Sunday, 23 August 2009

The Fundamentalist, the Traditonalist, The Activist

In conjunction with Supreme Court Nominations, I wish to review and reiterate how certain ideologies impact judicial decisions.

The parallels to Halachah are obvious, nevertheless I will BEH articulate them in a followup post


Simply stated there are three main trends amongst Jurists (some say there are even more, but for simplicity we'll stop at three!

1 The Fundamentalist
2 The Traditionalist
3 The Activist

Disclaimer: Rare is the individual that adheres exclusively to these prototypes.

1 The Fundamentalist approaches law from the written text In the case of constitutional law the "original intent" is everything. Philology and a thorough knowledge of the framer's milieu is key.
Thus the USA constitutionality of a law is Judged by the framers of 1787 or its amendments by their respective eras.
Thus, nothing evolves.
Also individual laws are treated by how they are written. No accounting is made for subsequent changes in society or newer laws or interpretations. Nor is consideration made for the original IMPLEMENTATION of a law - only its original intent.

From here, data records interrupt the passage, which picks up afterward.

PR #140, opened 2022-02-14
Clean up Asset helper and factory deprecating extraneous methods

gsteel:
|    Q          |   A
|-------------- | ------
| QA            | yes

### Description

- Introduces a trait that will be helpful to finding and removing inheritance from AbstractHelper
- Fixes possibly null return value of `getView()` in `HelperInterface`
- Deprecates runtime set/get of the Asset helper's resource map
- Improves the exception message for undefined assets
- Marks both the helper and the factory as @\final in doc block
- Slight change to behaviour of the factory so that an exception is only thrown if the resource map is configured as anything other than an array. Previously, an exception would be thrown for empty configuration
- General improvements to psalm type inference

### DIFF
--- a/src/Helper/Asset.php
+++ b/src/Helper/Asset.php
@@ -7,31 +7,49 @@ namespace Laminas\View\Helper;
 use Laminas\View\Exception;
 
 use function array_key_exists;
+use function sprintf;
 
 /**
  * View helper plugin to fetch asset from resource map.
+ *
+ * @final
  */
 class Asset extends AbstractHelper
 {
-    /** @var array */
+    use DeprecatedAbstractHelperHierarchyTrait;
+
+    /** @var array<non-empty-string, non-empty-string> */
     protected $resourceMap = [];
 
     /**
-     * @param string $asset
-     * @return string
+     * @param array<non-empty-string, non-empty-string> $resourceMap
+     */
+    public function __construct(array $resourceMap = [])
+    {
+        $this->resourceMap = $resourceMap;
+    }
+
+    /**
+     * @param non-empty-string $asset
+     * @return non-empty-string
      * @throws Exception\InvalidArgumentException
      */
     public function __invoke($asset)
     {
         if (! array_key_exists($asset, $this->resourceMap)) {
-            throw new Exception\InvalidArgumentException('Asset is not defined.');
+            throw new Exception\InvalidArgumentException(sprintf(
+                'The asset with the name "%s" has not been defined.',
+                $asset
+            ));
         }
 
         return $this->resourceMap[$asset];
     }
 
     /**
-     * @param array $resourceMap
+     * @deprecated The Resource map should be provided to the constructor from version 3.0
+     *
+     * @param array<non-empty-string, non-empty-string> $resourceMap
      * @return $this
      */
     public function setResourceMap(array $resourceMap)
@@ -42,7 +60,9 @@ class Asset extends AbstractHelper
     }
 
     /**
-     * @return array
+     * @deprecated
+     *
+     * @return array<non-empty-string, non-empty-string>
      */
     public function getResourceMap()
     {
--- a/src/Helper/Asset.php
+++ b/src/Helper/Asset.php
@@ -47,7 +47,8 @@ class Asset extends AbstractHelper
     }
 
     /**
-     * @deprecated The Resource map should be provided to the constructor from version 3.0
+     * @deprecated since 2.20.0, this method will be removed in version 3.0.0 of this component.
+     *             The Resource map should be provided to the constructor from version 3.0
      *
      * @param array<non-empty-string, non-empty-string> $resourceMap
      * @return $this
@@ -60,7 +61,8 @@ class Asset extends AbstractHelper
     }
 
     /**
-     * @deprecated
+     * @deprecated since 2.20.0, this method will be removed in version 3.0.0 of this component.
+     *             Runtime retrieval of the resource map from the view will be removed without replacement.
      *
      * @return array<non-empty-string, non-empty-string>
      */
--- a/src/Helper/HelperInterface.php
+++ b/src/Helper/HelperInterface.php
@@ -18,7 +18,7 @@ interface HelperInterface
     /**
      * Get the View object
      *
-     * @return Renderer
+     * @return Renderer|null
      */
     public function getView();
 }
--- a/src/Helper/Service/AssetFactory.php
+++ b/src/Helper/Service/AssetFactory.php
@@ -9,8 +9,12 @@ use Laminas\ServiceManager\FactoryInterface;
 use Laminas\ServiceManager\ServiceLocatorInterface;
 use Laminas\View\Exception;
 use Laminas\View\Helper\Asset;
+use Traversable;
 
+use function gettype;
 use function is_array;
+use function iterator_to_array;
+use function sprintf;
 
 /**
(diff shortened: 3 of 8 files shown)


src/Helper/AbstractHelper.php
```diff
@@ -18,7 +18,7 @@ abstract class AbstractHelper implements HelperInterface
     /**
      * Set the View object
      *
-     * @return $this
+     * @return self
```
gsteel, line 21: Psalm is happier with this

src/Helper/Asset.php
```diff
@@ -7,31 +7,49 @@
...
      * @throws Exception\InvalidArgumentException
      */
     public function __invoke($asset)
     {
         if (! array_key_exists($asset, $this->resourceMap)) {
-            throw new Exception\InvalidArgumentException('Asset is not defined.');
+            throw new Exception\InvalidArgumentException(sprintf(
+                'The asset with the name "%s" has not been defined.',
+                $asset
+            ));
```
gsteel, line 43: Is this a potential security issue? No attempt is made to escape the key, so if the user is showing exception messages and allowing untrusted input for the asset key, this could cause issues, or is it 'not our responsibility' if the user chooses to show exception messages in production?

src/Helper/HelperInterface.php
```diff
@@ -18,7 +18,7 @@ public function setView(Renderer $view);
     /**
      * Get the View object
      *
-     * @return Renderer
+     * @return Renderer|null
```
gsteel, line 21: All implementors tend to extend from AbstractHelper where the return type is plausibly null

src/Helper/Service/AssetFactory.php
```diff
@@ -22,24 +26,23 @@ class AssetFactory implements FactoryInterface
...
         $config = $container->get('config');
-        if (isset($config['view_helper_config']['asset'])) {
-            $configHelper = $config['view_helper_config']['asset'];
-            if (isset($configHelper['resource_map']) && is_array($configHelper['resource_map'])) {
-                $helper->setResourceMap($configHelper['resource_map']);
-            } else {
-                throw new Exception\RuntimeException('Invalid resource map configuration.');
-            }
-        }
+        $config = is_array($config) ? $config : [];
```
gsteel, line 37: Should this include `instanceof ArrayAccess` then `iterator_to_array`

test/Helper/Service/AssetFactoryTest.php
```diff
@@ -53,22 +59,78 @@ public function testValidConfiguration(): void
...
+                ],
+            ],
+        ];
+    }
+
+    /**
+     * @dataProvider validConfigProvider
+     * @param array<string, mixed> $config
+     */
+    public function testThatAnExceptionWillNotBeThrownWhenGivenUnsetOrEmptyArrayConfiguration(array $config): void
```
gsteel, line 129: Replaces `testValidConfiguration()` which was deprecated

src/Helper/AbstractHelper.php
Ocramius: Seems to work fine? :thinking: 

https://psalm.dev/r/29584fecc0

src/Helper/Asset.php
Ocramius: > so if the user is showing exception messages

This would be the security issue: showing infrastructural exception messages is never supposed to happen, so `Asset.php` is not responsible for such a fault.

src/Helper/AbstractHelper.php
gsteel: It's to avoid generating more errors in other implementors because of the trait:
https://psalm.dev/r/331a66aa21

src/Helper/Asset.php
gsteel: Thanks. I thought so… but it was worth making sure!

src/Helper/AbstractHelper.php
Ocramius: Makes sense.

src/Helper/Service/AssetFactory.php
```diff
@@ -12,6 +12,10 @@
 
 use function is_array;
 
+/**
+ * @final
+ * @psalm-suppress DeprecatedInterface Compatibility with Service Manager 2 should be removed in version 3.0.
```
froschdesign, line 21: I think the dependency to laminas-servicemanager can also be removed in version 3.

The same applies to all other factories:

https://github.com/laminas/laminas-view/blob/5e8d8002811234e99dbaf021ab62007b5cfc22b3/src/Helper/Service/FlashMessengerFactory.php#L12
_(The flash messenger helper will be removed anyway.)_

https://github.com/laminas/laminas-view/blob/5e8d8002811234e99dbaf021ab62007b5cfc22b3/src/Helper/Service/IdentityFactory.php#L14

See the factory for the Doctype helper:

https://github.com/laminas/laminas-view/blob/3855f6ef2c7f5c514ba0c0e9a1876e4f42ec8384/src/Helper/Service/DoctypeFactory.php#L7-L12

gsteel: Absolutely - and we can also say bye-bye to Interop too.

gsteel:
@Ocramius – Maybe this one can go into 2.20x too if there's time? The trait for deprecating extension of `AbstractHelper` will be useful in development of 3.0 for killing off pointless inheritance.

src/Helper/Service/AssetFactory.php
```diff
@@ -22,24 +26,23 @@ class AssetFactory implements FactoryInterface
...
+        $resourceMap = $this->assertArray('resource_map', $helperConfig);
 
-        return $helper;
+        return new Asset($resourceMap);
     }
 
     /**
      * Create service
      *
+     * @deprecated
```
Ocramius: We should explain the deprecation, in line with other deprecation comment requirements that @froschdesign made clear :)

src/Helper/Service/AssetFactory.php
Ocramius: Not sure about this one: it is very possible that `$config` is an `ArrayAccess`, so IMO we should `assert(is_array($config) || $config instanceof ArrayAccess)` here :thinking:

src/Helper/Service/AssetFactory.php
```diff
@@ -48,4 +51,18 @@ public function createService(ServiceLocatorInterface $serviceLocator, $rName =
...
+
+    /**
+     * @param array<array-key, mixed> $array
+     * @return array<array-key, mixed>
+     */
+    private function assertArray(string $key, array $array): array
+    {
+        $value = $array[$key] ?? [];
+        if (! is_array($value)) {
+            throw new Exception\RuntimeException('Invalid resource map configuration.');
```
Ocramius: This exception doesn't tell us which key is missing and/or malformed - this exception will just be confusing

Ocramius (changes requested):

src/Helper/Service/AssetFactory.php
gsteel: I've gone for Traversable here which I'm pretty sure is inline with most other components, because that allows a straight-forward iterator_to_array. OK?

froschdesign: > …is inline with most other components…

Correct.

Ocramius (approved):
Thanks @gsteel!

Illustration: The US first amendment can be seen as so strictly prohibiting religion from involvement with the government that prayer invocations and military chaplains must be unconstitutional, no matter what the history of how the Bill of Rights has been implemented

Bottom line: Adherents may be summed up as "Reactionary".


2 The Traditionalist bases himself on the legacy of the law. In the case of the Constitution - what is the HISTORY of the interpretations of the various courts. The key here is precedent and case law. This is closely parallel to the English concept of "Common "Law". Thus case law of the jurists trumps the original wording of any legislators.

Bottom Line: In addition to being traditionalists these are "Evolutionary".


3 The Activist

Here the law takes a back seat - usually to political correctness. Thus what chiefly counts is what social engineering is most desirable?

Do I want to see the most people Vote? Then strike down any law that restricts voting!

If I want to socially engineer integration - and not just remove segregation - I legislate busing from the bench.

In order to protect expectant mothers - I strike down laws designed to protect not-yet-born fetuses. And so it goes.

Bottom line: This approach exceeds evolutionary and approaches "Revolutionary"


Consider which position is the best?

Consider which position adheres to the "golden mean?

Which - if any - serves society best in the long run?